A lower switching frequency could yield higher efficiency. But it would require using a higher-value output inductor with a larger footprint, and it could possibly expand the size and space needed for input and output decoupling capacitors. A higher switching frequency could make for a more compact design, but it would increase switching losses and lower the efficiency.

Using seven phases with small inductor values improves the load transient performance, eliminates the need for bulky electrolytic capacitors, and greatly reduces the required PCB area. This design meets the transient response requirements for a load step of 100 A using both ceramic (60- by 10-µF 1206 MLCC) and low-profile POSCAPs (8 by 2R5TPE470M9 470-µF POSCAP with 9-mΩ equivalent series resistance).

A simple linear regulator with an npn pass transistor is used to supply a gate-drive bias of about 7.6 V from the 12-V input rail. Selecting a gate-drive voltage between the traditional 5- and 12-V supplies lets the designer optimize the gate drive for the lowest power losses (Fig. 2).

The seven-phase VRD was evaluated in a wind tunnel at 45°C and experiencing varying amounts of airflow, with and without the heatsink (Fig. 3). Power loss for the design was approximately 24 W, and efficiency is about 87% at 130 A. With the heatsink, the highest temperature on the VRD was about 83°C (Fig. 4). Alternatively, less airflow is required to cool the seven-phase design or a higher ambient temperature is possible. Without the heatsink, more airflow is required to maintain safe temperatures (Fig. 5).
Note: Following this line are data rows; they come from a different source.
PR #4008, opened 2018-11-08
Show captions in gallery page view

michaelkirk-signal:
PTAL @charlesmchen

### DIFF
--- a/Signal/src/ViewControllers/MediaGalleryViewController.swift
+++ b/Signal/src/ViewControllers/MediaGalleryViewController.swift
@@ -4,12 +4,6 @@
 
 import Foundation
 
-extension String {
-    var filterForDisplay: String? {
-        return (self as NSString).filterStringForDisplay()
-    }
-}
-
 public enum GalleryDirection {
     case before, after, around
 }
--- a/Signal/src/ViewControllers/MediaGalleryViewController.swift
+++ b/Signal/src/ViewControllers/MediaGalleryViewController.swift
@@ -31,6 +31,10 @@ public class MediaGalleryItem: Equatable, Hashable {
         return attachmentStream.isImage
     }
 
+    var caption: String? {
+        return attachmentStream.caption
+    }
+
     public typealias AsyncThumbnailBlock = (UIImage) -> Void
     func thumbnailImage(async:@escaping AsyncThumbnailBlock) -> UIImage? {
         return attachmentStream.thumbnailImageSmall(success: async, failure: {})
--- a/Signal/src/ViewControllers/MediaGalleryViewController.swift
+++ b/Signal/src/ViewControllers/MediaGalleryViewController.swift
@@ -4,6 +4,12 @@
 
 import Foundation
 
+extension String {
+    var filterForDisplay: String? {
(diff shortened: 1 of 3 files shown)


Signal/src/ViewControllers/MediaGalleryViewController.swift
```diff
@@ -31,6 +31,10 @@ public class MediaGalleryItem: Equatable, Hashable {
         return attachmentStream.isImage
     }
 
+    var caption: String? {
+        return attachmentStream.caption
```
charlesmchen-signal: We need to apply `filterStringForDisplay`.  Maybe we should add `[TSAttachment captionForDisplay]`?

Signal/src/ViewControllers/MediaPageViewController.swift
```diff
@@ -654,3 +755,38 @@ class MediaPageViewController: UIPageViewController, UIPageViewControllerDataSou
...
+        addSubview(gradientView)
+        gradientView.autoPinEdgesToSuperviewEdges()
+
+        addSubview(label)
+        label.font = UIFont.ows_dynamicTypeBody
+        label.textColor = .white
+
+        // Usually captions are short, but they can be as long as 2k.
+        // We don't have UI for viewing infinitely large captions, so
+        // we do some not-ideal things to broaden the lenght of the
```
charlesmchen-signal: s/lenght/length/.

`minimumScaleFactor` a) reduces accessibility by rendering the text smaller, making it harder to read. b) still doesn't guarantee us that all text will fit in a reasonable way.  

What if instead we set `numberOfLines` to something like 5 and if users tap on the caption we push a simple view to display all of the text, e.g. `LongTextViewController`.  LGTV isn't pretty but it ensures that all of the caption is readable by all.

michaelkirk-signal: Good point. Long captions are now in a scroll view. Getting a scroll view to grow to fit it's content, but only up to a point, was a little tricky.

Signal/src/ViewControllers/MediaGalleryViewController.swift
```diff
@@ -4,6 +4,12 @@
 
 import Foundation
 
+extension String {
+    var filterForDisplay: String? {
```
michaelkirk-signal: whoops, I'm going to move this to Strings+OWS.swift

Signal/src/ViewControllers/MediaPageViewController.swift
```diff
@@ -654,3 +750,102 @@ class MediaPageViewController: UIPageViewController, UIPageViewControllerDataSou
...
+            } else if isScrollEnabled {
+                isScrollEnabled = false
+            }
+        }
+
+        override var intrinsicContentSize: CGSize {
+            var size = super.intrinsicContentSize
+
+            if size.height == UIViewNoIntrinsicMetric {
+                size.height = layoutManager.usedRect(for: textContainer).height + textContainerInset.top + textContainerInset.bottom
```
charlesmchen-signal: TIL

michaelkirk-signal:
in cc068b0b7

But the VRD height is reduced to a maximum of just 5 mm, which can be an important factor in space-constrained applications such as blade server designs, where height restrictions limit the use of heatsinks.
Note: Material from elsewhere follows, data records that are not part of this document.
PR #6194, opened 2026-01-16
Fixes #6193, fixes typing: IMPORTANT this is not (only) a translation change, this…

benediktjohannes:
Fixes #6193, fixes typing: IMPORTANT this is not (only) a translation change, this is an internal change of the value field for the translations

Contributor checklist
[ x] I am following the [Code Style Guidelines](https://github.com/signalapp/Signal-Android/wiki/Code-Style-Guidelines)
[ x] My contribution is fully baked and ready to be merged as is
[ x] I ensure that all the open issues my contribution fixes are mentioned in the commit message of my first commit using the Fixes #1234 [syntax](https://help.github.com/articles/closing-issues-via-commit-messages/)

**Description**

Fixes typing: Important this is not (only) a translation change, this is an internal change of the value field for the translations - another important thing to mention: This (probably) has to be changed in all language translation files as well and also in the general value context if it's wrong there as well and copied

PR #6195, opened 2026-01-16
Fix typing error in class

benediktjohannes:
This (for example) has to be fixed as well as a consequence of #6194 

But there are still several more issues with those typos inside classes, unforetunately, but I'll try to fix them as soon as possible


ankushkushwaha (approved):

sashaweiss-signal:
Thanks for your interest in contributing. While this kind of typo is awkward, it doesn't actually hurt anything – these string keys are arbitrary, and only a reference to our `Localizable.strings` files. Given that, we're going to keep the keys as they are. (Changing string keys also has implications for our translation pipeline, and generally ends up costing us money unnecessarily.) Consequently, I'm going to close this PR.

PR #6202, opened 2026-02-04
Show most recent messages in 3D Touch conversation preview

aivazashvilitekla:
Previously, when using 3D Touch to preview a conversation from the chat list, the preview would scroll to the first unread message. This made it difficult to quickly check the current state of a conversation without opening it.

This change adds a `scrollToNewestMessages` parameter to `ConversationViewController.load()` and uses it for 3D Touch previews, so users can now see the most recent messages when previewing a chat.

### Contributor checklist
 * Build verified on iOS Simulator (iPhone 17 Pro Max)
 * Note: Server-connected testing requires official signing certificates (per CONTRIBUTING.md known limitations)

- - - - - - - - - -

### Description

**Problem:**
When using 3D Touch (or long-press on newer devices) to preview a conversation from the chat list, the preview scrolls to the first unread message instead of showing the most recent messages. This prevents users from quickly glancing at the current state of a conversation.

**Solution:**
Added a `scrollToNewestMessages` parameter to `ConversationViewController.load()` with a default value of `false` to maintain backward compatibility. For 3D Touch previews, this is set to `true` so the preview displays the most recent messages.

**Changes:**
- `ConversationViewController.swift`: Added `scrollToNewestMessages: Bool = false` parameter
- `ChatListViewController+Helpers.swift`: Pass `scrollToNewestMessages: true` when creating preview

**Testing:**
- Build compiles and runs successfully on iOS Simulator
- Code logic verified through review
- Default parameter value ensures no impact on existing callers

### DIFF
--- a/Signal/ConversationView/ConversationViewController.swift
+++ b/Signal/ConversationView/ConversationViewController.swift
@@ -67,6 +67,7 @@ public final class ConversationViewController: OWSViewController {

Five-phase design It's possible to reduce the number of phases in applications that have space for additional bulk capacitors. However, power losses increase and a heatsink becomes necessary to remove heat from the board. Due to the flexibility of the multiphase architecture, the seven-phase design was easily converted to a five-phase design by simply depopulating components from two phases.
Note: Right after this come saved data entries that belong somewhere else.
PR #6203, opened 2026-02-04
Secreat Gesture

Vasanthadabala:
Added Secreat Gesture aduio recording feature


sashaweiss-signal:
Hi, thanks for your interest in contributing. It's not clear to me what the intent of this secret gesture is, or what problem it solves. We also generally avoid "secret" or alternative app behaviors, since we'd prefer to either improve a feature for all users, and/or have restrictions on what features we're willing or able to build. As a result, I'm going to close this PR.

A finned heatsink, measuring 3.25 in. long, 0.5 in. wide, and 0.5 in. high, was attached to the PCB by four screws extending up from the backside of the board. An adhesive thermal tape (gap pad) was used between the heatsink and DirectFET devices as a thermal interface and an electrical insulator. Other attachment methods and alternate thermal interface materials can easily be accommodated, depending upon the designer's preference.

In this design, the gap pad material used was Berquist A3000 with a thermal conductivity of 2 W/mK. Larger inductors (Pulse PAO515, 225 µH, dc resistance = 0.63 mΩ) with a higher saturation current of 55 A had to be employed because of the higher per-phase current. Switching frequency was 400 kHz.

The five-phase design was evaluated in a wind tunnel. Performance data from the testing is presented in Figure 6. Efficiency of the five-phase design is a couple of points lower at 130 A, and it dissipates 27 W of power loss. This 12.5% higher power loss compared to the seven-phase design is all it takes to drive board temperatures up another 10 degrees. Because most server motherboards have at least two CPUs per board, this greater power loss necessitates a heatsink to help cool the PCB.

Besides the reduction in thermal performance, transient performance is also affected. This design would need 12 to 16 560-µF electrolytic capacitors, which would consume board space and increase costs.